Graph Neural Networks for Knowledge Base Question Answering

Daniil Sorokin (TU Darmstadt), South England Natural Language Processing Meetup. Slides are here.

Some extra thoughts by yours truly are at the bottom of this post, if for some reason you’re more interested in my hot takes on representation spaces rather than my notes…

The Problem

goal: question -> entities -> semantic interpretation -> knowledge base query -> answer
- bold bit is what we focus on here
use Wikidata as truth throughout (not worrying about errors in the KB)
as a baseline, could take all linked question entities, all entities in KB connected to them, and train a model to score them as potential answers
instead, convert entities to a structured representation so we can do graph shit
- by taking advantage of graph structure, hopefully can handle questions involving a larger number of relations, which current methods don’t do well

approach

The Approach

some prior work on graph conv nets and (gated) graph neural nets
I wrote down a couple examples that jumped out at me:
- Sun et al. 2018 – QA with fusion of KB and text
- Chen et al. 2018 – structured dialogue policy
try to match encoding of question text with encoding of all possible semantic graphs generated from it
- this space of possible graphs is taken from Yih et al. 2015 (and there are potentially issues arising from transferring this wholesale to a completely different KB…)
- selected answer is the evaluation of the most similar graph on the KB
question text embedded with CNNs
possible semantic graphs embedded with (G)GNNs
- basically RNNs on general graphs instead of sequences
- it’s recurrent so it needs gates, obviously
- also use text labels of nodes (which get updated) and relations (which are fixed)
  - same word vectors as used to embed the question
- final graph rep is the vector of the query node
  - worked better than averaging, apparently
use cosine similarity to compare with sentence
ranking loss on all the generated graphs – ones that yield correct answer should be ranked higher
- only need Q&A data to train and evaluate

The Results

note that the primary goal is to compare different graph encoding models, in the context of question answering, not necessarily to find a good question answering model
- the “pipeline-y” architecture he uses is probably not optimal for QA (consider unified vs. factored representation spaces), but enables easily swapping out and evaluating different graph encoders
GGNN does statistically better than alternatives (though not by much)
also look at distribution of models produced for a given architecture choice with different random seeds
- he claimed GGNN had a bimodal distribution while the other models did not, which is… kind of true I guess? either way an interesting bit of data

sources of error:
- some questions are not answerable from the KB
- some answers are just wrong (crowdsourced)
- some of the correct graphs might not be in the generated space of candidates
- entity linking itself has errors
accounting for these, still an upper bound of 0.65 F-score, compared to an achieved 0.25 F-score by the best model… so, whence the gap?
important to note that GNNs are data-hungry, problematic as these datasets are small
- so could do much better with more data (though this is still a drawback in some sense)

Postscript

Props to the speaker for presenting the type of work that invites everyone in the audience to ask some variation of “But did you try X?”, and handling all with humility and grace.
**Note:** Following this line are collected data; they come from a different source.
PR #400, opened 2024-05-08
Improve number to string conversions

chqrlie:
integer conversions:
- improve `u32toa_radix` and `u64toa_radix`, add `i32toa_radix`
- use `i32toa_radix` for small ints in `js_number_toString`

floating point conversions (`js_dtoa`):
- complete rewrite with fewer calls to `snprintf`
- remove `JS_DTOA_FORMAT`, define 4 possible modes for `js_dtoa`
- remove the radix argument in `js_dtoa`
- merge `js_dtoa1` into `js_dtoa`
- add `js_dtoa_infinite` for non finite values
- simplify sign handling
- handle locale specific decimal point transparently

helper function `js_fcvt`:
- simplify `js_fcvt`, remove `js_fcvt1`, reduce overhead
- round up manually instead of using `fesetround(FE_UPWARD)`.

helper function `js_ecvt`:
- document `js_ecvt` and `js_ecvt1` behavior
- avoid redundant `js_ecvt1` calls in `js_ecvt`
- fixed buffer contents, no buffer copies
- simplify decimal point handling
- round up manually instead of using `fesetround(FE_UPWARD)`.

miscellaneous:
- this fixes a v8.sh bug on macOS: `0.5.toFixed(0)` used to produce `0` instead of `1`
- add regression tests, update test_conv unit tests
- add benchmarks for `toFixed`, `toPrecision` and `toExponential` number methods
- benchmarks show all conversions are now 40 to 45% faster (M2)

My own version is the following: “But did you try sentence encoders besides CNNs?”

I’m curious not because we’re interested in picking the best sentence encoder ever and optimising the shit out of our question answering pipeline, but because I wonder whether fixing the question encoder architecture to be a CNN, and fixing the similarity metric to be cosine similarity, is actually biasing the comparison rather than keeping it fair. A particular choice of encoder architecture induces a particular type of representation space for sentences, which could be more compatible with the spaces induced by some graph encoders than others (where that compatibility is mediated by use of cosine similarity, in some precise sense that I’m too lazy to go into at the moment but may or may not be related to this).

Ultimately, I guess there’s just an extent to which your fair head-to-head comparisons to determine which model is “best” always have to be interpreted in the context that the experiment was set up, and my question is then really about how big is that context in this case. Are GNNs “the best” in the context of all of semantic parsing and natural language understanding? Only in the context of question answering pipelines that encode the question with CNNs, perform entity linking, generate a particular space of semantic graphs, encode those graphs with the model being evaluated, and then compare the encodings using cosine similarity? Somewhere in between, no doubt – but who knows where.